Mukhtar Ghazel, Shovlin Claire L
National Heart and Lung Institute Imperial College London London UK.
Imperial College School of Medicine London UK.
EJHaem. 2023 Jul 3;4(3):602-611. doi: 10.1002/jha2.746. eCollection 2023 Aug.

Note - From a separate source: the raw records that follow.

PR #3167, opened 2026-07-13
Fix standalone NEG flag collision

FelipeYepez:
Decouple Standalone NEG controller flag from L4 leader election.

### DIFF
--- a/pkg/flags/flags.go
+++ b/pkg/flags/flags.go
@@ -86,6 +86,7 @@ var F = struct {
 	RunL4Controller              bool
 	RunL4NetLBController         bool
 	RunL4StandaloneNEGController bool
+	EnableL4StandaloneNEGs       bool
 	EnableIGController           bool
 	Version                      bool
 	WatchNamespace               string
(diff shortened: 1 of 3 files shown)


pkg/flags/flags.go
```diff
@@ -311,6 +312,7 @@ L7 load balancing. CSV values accepted. Example: -node-port-ranges=80,8080,400-5
 	flag.BoolVar(&F.RunL4Controller, "run-l4-controller", false, `Optional, whether or not to run L4 Service Controller as part of glbc. If set to true, services of Type:LoadBalancer with Internal annotation will be processed by this controller.`)
 	flag.BoolVar(&F.RunL4NetLBController, "run-l4-netlb-controller", false, `Optional, if enabled then the L4NetLbController will be run.`)
 	flag.BoolVar(&F.RunL4StandaloneNEGController, "run-l4-standalone-neg-controller", false, `Optional, if enabled then the Standalone NEG L4 LB controller will be run.`)
+	flag.BoolVar(&F.EnableL4StandaloneNEGs, "enable-l4-standalone-negs", false, `Optional, if enabled then the NEG controller will isolate generic NEG processing from L4 standalone NEG processing.`)
```
TortillaZHawaii: I'm not sure about *isolate generic NEG processing from L4 standalone NEG processing.*, the logic is the same based on the pkg/neg/controller.go#L752

The only thing different so far is that it is enabled for StandalonePassthroughNegLoadBalancerClass lbclass

FelipeYepez: Done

Hereditary haemorrhagic telangiectasia (HHT) can result in challenging anaemia and thrombosis phenotypes. Clinical presentations of HHT vary for relatives with identical casual mutations, suggesting other factors may modify severity. To examine objectively, we developed unsupervised machine learning algorithms to test whether haematological data at presentation could be categorised into sub-groupings and fitted to known biological factors. With ethical approval, we examined 10 complete blood count (CBC) variables, four iron index variables, four coagulation variables and eight iron/coagulation indices combined from 336 genotyped HHT patients (40% male, 60% female, 86.5% not using iron supplementation) at a single centre. T-SNE unsupervised, dimension reduction, machine learning algorithms assigned each high-dimensional datapoint to a location in a two-dimensional plane. k-Means clustering algorithms grouped into profiles, enabling visualisation and inter-profile comparisons of patients' clinical and genetic features. The unsupervised machine learning algorithms using t-SNE and k-Means identified two distinct CBC profiles, two iron profiles, four clotting profiles and three combined profiles. Validating the methodology, profiles for CBC or iron indices fitted expected patterns for haemorrhage. Distinct coagulation profiles displayed no association with age, sex, C-reactive protein, pulmonary arteriovenous malformations (AVMs), / genotype or epistaxis severity. The most distinct profiles were from t-SNE/k-Means analyses of combined iron-coagulation indices and mapped to three risk states - for venous thromboembolism in HHT; for ischaemic stroke attributed to paradoxical emboli through pulmonary AVMs in HHT; and for cerebral abscess attributed to odontogenic bacteremias in immunocompetent HHT patients with right-to-left shunting through pulmonary AVMs. In conclusion, unsupervised machine learning algorithms categorise HHT haematological indices into distinct, clinically relevant profiles which are independent of age, sex or HHT genotype. Further evaluation may inform prophylaxis and management for HHT patients' haemorrhagic and thrombotic phenotypes.
遗传性出血性毛细血管扩张症(HHT)可导致具有挑战性的贫血和血栓形成表型。HHT的临床表现因具有相同致病突变的亲属而异,这表明其他因素可能会改变疾病的严重程度。为了进行客观研究,我们开发了无监督机器学习算法,以测试就诊时的血液学数据是否可以分类为亚组,并与已知的生物学因素相匹配。在获得伦理批准后,我们在一个中心检查了336例基因分型的HHT患者(40%为男性,60%为女性,86.5%未使用铁补充剂)的10项全血细胞计数(CBC)变量、4项铁指标变量、4项凝血变量以及8项铁/凝血指标。T-SNE无监督降维机器学习算法将每个高维数据点分配到二维平面中的一个位置。k均值聚类算法将数据分组为不同的特征,从而能够对患者的临床和遗传特征进行可视化和特征间比较。使用t-SNE和k均值的无监督机器学习算法识别出两种不同的CBC特征、两种铁特征、四种凝血特征和三种综合特征。对该方法进行验证时,CBC或铁指标的特征符合出血的预期模式。不同的凝血特征与年龄、性别、C反应蛋白、肺动静脉畸形(AVM)、基因型或鼻出血严重程度无关。最明显的特征来自铁-凝血综合指标的t-SNE/k均值分析,并映射到三种风险状态——HHT患者发生静脉血栓栓塞;HHT患者因通过肺AVM的反常栓塞导致缺血性中风;免疫功能正常的HHT患者因通过肺AVM的右向左分流导致牙源性菌血症引起脑脓肿。总之,无监督机器学习算法将HHT血液学指标分类为不同的、与临床相关的特征,这些特征独立于年龄、性别或HHT基因型。进一步评估可能为HHT患者出血和血栓形成表型的预防和管理提供依据。